By 2019, JGI was able to deploy forms, manage data in the cloud, and create dashboards for decision-making at multiple levels. Villages that were deforested in 2005 showed trees returning by 2014. "Places which forest monitors patrol the most experience the most tree cover recovery. The carbon content is improved. There is a decrease in fire frequency."

The impact expanded across western Tanzania. When TACARE started in 1994, only 9% of the chimpanzee range was protected. By 2020, 52% was protected under various forms of community-led conservation.

The Story That Changed Everything

Dr. Pintea shared a powerful moment sitting with communities around maps from 2005 and 2017. Women celebrated finding mushrooms to sell. Forest monitors appreciated walking in shade. Then one woman pointed to the map: "This was my farm and it took me 20 minutes to get there. Now it takes me an hour because now it's a forest reserve."

Dr. Pintea asked: "Was it worth it?"

"In 2005 we had landslides. There is erosion. Now the stream has improved. A few years ago, a big flash flood almost destroyed the school. I had two children in the school at that time. I better walk an extra hour, but I know that my children are safe."
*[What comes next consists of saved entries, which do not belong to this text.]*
PR #1583, opened 2022-06-29
Enable ADC for Gcloud provider

miono:
This is a draft-PR where we want to have some feedback on whether you
think this is a good idea, if so, we will make the required
documentation changes etc.

Fallback to using Application Default Credentials if no
private_key is available in the creds.json-file.

This allows usage with various short lived credentials, for example
GCE-instances, gcloud auth application-default login, OIDC Workload
Identity etc


miono:
CC: @riyadhalnur

riyadhalnur:
@miono Thanks for this. Afaik though,  GCP services will have the `GOOGLE_APPLICATION_CREDENTIALS` environment variables set on their services and the client libraries will look for the credentials automatically. Do we need to set it explicitly like this? (ref https://cloud.google.com/docs/authentication/production#automatically)

miono:
> @miono Thanks for this. Afaik though, GCP services will have the `GOOGLE_APPLICATION_CREDENTIALS` environment variables set on their services and the client libraries will look for the credentials automatically. Do we need to set it explicitly like this? (ref https://cloud.google.com/docs/authentication/production#automatically)

The way I read the documentation and the code, when using the `JWTConfigFromJSON` function we will never touch the library built in auto-discovery of ADC.

So our reasoning was to use JWTConfigFromJSON if we actually have a JSON private_key (current behavior) but use `DefaultClient` if there isn't one, getting the library to do the standard automatic discovery of credentials outlined here: https://cs.opensource.google/go/x/oauth2/+/02e64fa5:google/default.go;l=114

tlimoncelli:
FYI: IIRC, the ROUTE53 and AWS_DNS providers do something similar.  I haven't used the feature, but if I understand it correctly, if you are configured properly, the provider leverages the existing authentication.  That is, dnscontrol leverages the same authentication as the CLI tools `aws` and `az`.  If you've authenticated with them, and now no longer need to re-authenticate for each command, dnscontrol should work the same way.

miono:
@tlimoncelli @riyadhalnur Yes, that's our understanding aswell. That's the same behaviour we are adding to the gcloud provider with this change.

riyadhalnur:
@miono I understand what you mean. Makes sense to have this feature. We should try and do a fallback with the default environment variables. We can move ahead with this change.

miono:
@riyadhalnur I have now changed the provider documentation and removed the Draft-marker from the PR.

tlimoncelli:
The code LGTM.  @riyadhalnur: please give this a :+1: and I'll merge it.

riyadhalnur:
@tlimoncelli LGTM. We can go ahead and merge this

@miono Thanks for this change. It would be nice to have unit and integration tests for this as a follow-up.

riyadhalnur (approved):

PR #1584, opened 2022-07-01
Simplify digitalocean using new helper functions

tlimoncelli:
@Deraen I added a helper function that makes your code a lot smaller.


tlimoncelli:
Fixed elsewhere. Sorry for the bother.

PR #1608, opened 2022-07-08
DNSIMPLE: do not support DS records

onlyhavecans:
DNSimple does not support adding your own DS records at this time.


tlimoncelli:
Thanks for spotting this!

Dr. Pintea reflected: "I realized that the true power of this technology was unlocked by TACARE, by creating that space where local communities trusted this information. They owned the process of improving their lives and technology was just a tool."

AI Breaking Down Silos

JGI is also deploying a generative AI platform to integrate decades of fragmented data: handwritten notes, videos, bioacoustic recordings, and satellite imagery. Dr. Jane Goodall addressed AI in one of her last videos, emphasizing that "AI should support people in their stewardship to protect the land and improve their livelihoods."

Josephine Sophia Rilla, a natural resource officer in Tanzania, kept forgetting GIS training between her many responsibilities. "Once in a while, on Sunday you get a WhatsApp message, 'Oh Lilian, I need this map on Monday.'" Now she uses Global Forest Watch's AI platform to create maps in Swahili. "I got another WhatsApp message, I was worried it was another request, but it was thanking me that this is actually working really well." Further decreasing the accessibility gap between data and the people who need it most. 
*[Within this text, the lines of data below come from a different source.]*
Issue #2370, opened 2023-05-17
New record type: OPENPGPKEY


systemcrash:
Would this be interesting?

Some providers support this record type. I mainly did this as code-golf, for fun. 

It is PR ready, just needs a re-base. 

It required a PR for the miekg lib to fix a buffer issue, [which is now merged](https://github.com/miekg/dns/pull/1446). 

It requires at least https://github.com/miekg/dns/commit/730c265d18c3f51b447f6a4c61fe3cde336585d8 or 1.1.54

I know many orgs use (ECC) PGP Keys for security disclosures, and some (wish to) post those via DNS.

tlimoncelli:
Hi Paul!

In general I'm weary of adding DNS types that aren't commonly used.  Can I see the PR?


Tom

systemcrash:
You can [preview one here](https://github.com/StackExchange/dnscontrol/compare/master...systemcrash:openpgp_type?expand=1).

tlimoncelli:
Well, that's quite an impressive bit of coding you've done there. You've even implemented the integration tests.

I'd be glad to include this in the project, but you'll be on the hook for maintaining it since it isn't something I have a lot of expertise in.  Ok?

One code change I'd like to suggest: Shift the logic out of helpers.js into the Go code.

A lot of the processing is done in Javascript in helpers.js.  That makes it difficult to test and debug.   (Not that there aren't testing frameworks for Javascript, but we can't use them because of otto, etc.)  In general the functions in helpers.js (like A, CNAME, etc.) just pass along the human input and do the "heavy lifting" in Go.  Go has the advantage of the libraries and testing frameworks that we know well.   I would suggest putting that code in its own module (for example  dnscontrol/pkg/openpgpkey)

Tom

systemcrash:
I looked around for places to put the heavy lifting in go because it seems like better APIs are available especially for the UTF8 normalization parts, but there does not seem to be an appropriate place to do so. The multiple pathways seem to be set up to take data immediately from js files and into use in records. Do I just need to be creative or is there a recommended point to start massaging the data so it's ready for use everywhere, irrespective of the ingress route?

tlimoncelli:
Good question!

The Javascript exports the result as JSON.  The fields are the names of the object keys.  The import is done by the UnmarshlJSON functions in models/record.go:

    func (rc *RecordConfig) UnmarshalJSON(b []byte) error

[...]

PR #2374, opened 2023-05-18
OPENPGPKEY record type

tlimoncelli:
Step 1: Update RecordConfig in models/record.go ✅

Step 2: Add a capability for the record ✅
+providerCapabilityChecks ✅
+TestCapabilitiesAreFiltered ✅

Step 3: Add a helper function ✅

OPENPGPKEY()

Plus extra internal functions to hash and process

Step 4: Search for #rtype_variations ✅

Step 5: Add a parse_tests test case ✅

Step 6: Add an integrationTest test case ✅

--- PASS: TestDNSProviders (0.01s)
    --- PASS: TestDNSProviders/example.com (0.01s)
        --- PASS: TestDNSProviders/example.com/Clean_Slate:Empty (0.00s)
        --- PASS: TestDNSProviders/example.com/28:OPENPGPKEY:OPENPGPKEY_create_first_record_->_36_bytes (0.00s)
        --- PASS: TestDNSProviders/example.com/28:OPENPGPKEY:OPENPGPKEY_create_second_record_->_304_bytes (0.00s)
        --- PASS: TestDNSProviders/example.com/28:OPENPGPKEY:OPENPGPKEY_create_second_subrecord_->_3004_bytes (0.00s)
        --- PASS: TestDNSProviders/example.com/28:OPENPGPKEY:OPENPGPKEY_delete_record_->_3004_bytes (0.00s)
        --- PASS: TestDNSProviders/example.com/28:OPENPGPKEY:OPENPGPKEY_change_target_->_304_to_3004_bytes (0.00s)
        --- PASS: TestDNSProviders/example.com/Post_cleanup:Empty (0.00s)
Step 7: Support more providers ✅ (bind, axfr)

Step 8: Write documentation ✅


brechsteiner:
Hi @tlimoncelli, i am interested in this record. Is there a reason why the PR was not merged?

tlimoncelli:
He withdrew the PR after I asked him to move some logic to the Go module.  See https://github.com/StackExchange/dnscontrol/issues/2370

@systemcrash if you'd like to resubmit, I'll consider it again.

systemcrash:
I never actually made a PR - I was curious whether my code would pass muster. I was not satisfied with where data processing should occur vs what Tim wanted, since this record type needs a bit doing: utf8 normalisation, hashing and truncating. As long as the input text is basic text where one character fits into 8 bits, everything is fine. If it contains obscure utf8 code points, probably not. Some of the tests I wrote handle Japanese, so most text should work fine. 

The js marshals the data into use immediately, despite Go being better to handle data processing. So my code favors getting most common text working correctly over procedural correctness, ie all work is done in js but has virtually no testing. Because the processing is standardized, it's possible for an external implementation to get a correct result while the js code here does not, producing a differing hash. But only if the openpgp corresponding email address is something weird like half width hiragana and complex emoji. 🔢

One way around this limitation that I can think of is having some internal flag for each record to signal that Go does the utf8 normalization etc. Because there is no trivial way to know that data has been otherwise processed since everything is just text. A better one might be to import records with the right hand part and trim it away when done for its respective (sub)domain. This seems better in case we want to be able to import record format ready data.

TL;DR: what we have today should work but is not standardized.

https://www.rfc-editor.org/rfc/rfc7929.html

brechsteiner:
@systemcrash I understand your requirements for the feature. But I think in a basic version it would be enough if you had to provide the hash as input.

systemcrash:
These aren't my requirements. They're a standard. If you just hash, you
might get something completely different without the preprocessing.

brechsteiner:
okay. No, I actually meant that the user input from the config file should be taken over 1:1 without processing.

`OPENPGPKEY("2360697cee...423ebc8d052acb1aecb04", "mQINBF...OuYhQ=="),`

systemcrash:
That's certainly one way of doing it. I don't recall whether my
implementation does that.

brechsteiner:
@tlimoncelli as long as the rtype OPENPGPKEY is not supported, I wanted to use IGNORE() as a workaround. Unfortunately this does not work because the rtype cannot be parsed. Is there a way to exclude an rtype from parsing?

tlimoncelli:
> @tlimoncelli as long as the rtype OPENPGPKEY is not supported, I wanted to use IGNORE() as a workaround. Unfortunately this does not work because the rtype cannot be parsed. Is there a way to exclude an rtype from parsing?

Sadly not.  DNSControl can only ignore records that it understands.

I know that sounds weird.  "Why can't it just ignore what it doesn't understand?"

Here are some examples:

* A BIND user has a zone that wishes to ignore `foo IN OPENPGPKEY x...`.   Bind requires that we generate  the entire zonefile every time. Therefore, to ignore "foo", we must read it from the zonefile then generate the new zonefile with changes.  If there are any ignored records, we must generate them too.  If DNScontrol doesn't "understand" OPENPGPKEY records, it can't generate them.
* GANDI_V5 does updates one "label" at a time.  There is no way to update a particular record. The only API calls for updates are either "delete all the records at label `foo`" or "replace all the records at label `foo`".  A label (`foo`) can have multiple records of different types: A, MX, and so on.  Suppose `foo IN OPENPGPKEY x...` and `foo IN A 1.2.3.4` both exists. If we want to change the "A" record, but ignore the OPENPGPKEY record, we need to be able to re-generate the OPENPGPKEY record and generate the replacement "A" record.  Again, this requires DNSControl to understand OPENPGPKEY.

We could have IGNORE() work for some providers but not others, but that would create a mess.

tacerus:
Hi all, I made https://github.com/StackExchange/dnscontrol/pull/3718 to add a simple implementation, I think it is better than nothing, and if someone wants to pick up the extended variant, it could be added on top in a later improvement.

Clever Brains and Compassionate Hearts

Dr. Pintea's keynote demonstrated that the most powerful applications of geospatial technology aren't merely technical achievements, they're tools in service of a vision where human wellbeing and environmental conservation advance together.

"I'm excited to see how these tools, which back then were the first pilot, are now operationalized and integrated into so many workflows. I'm really excited about this new ecosystem of partners who have incredible technical skills, who decided to work at this bridge between application and technology providers, building applications with us on the ground."

Dr. Jane Goodall's philosophy that "clever brains must work in harmony with compassionate hearts" provides the ethical foundation for JGI's technological innovation. Geospatial tools provide transparency and accountability, but their ultimate value lies in empowering communities to protect the landscapes they share with wildlife.

As conference attendees filed out, they carried a challenge: How can the geospatial community ensure that our clever tools serve compassionate purposes?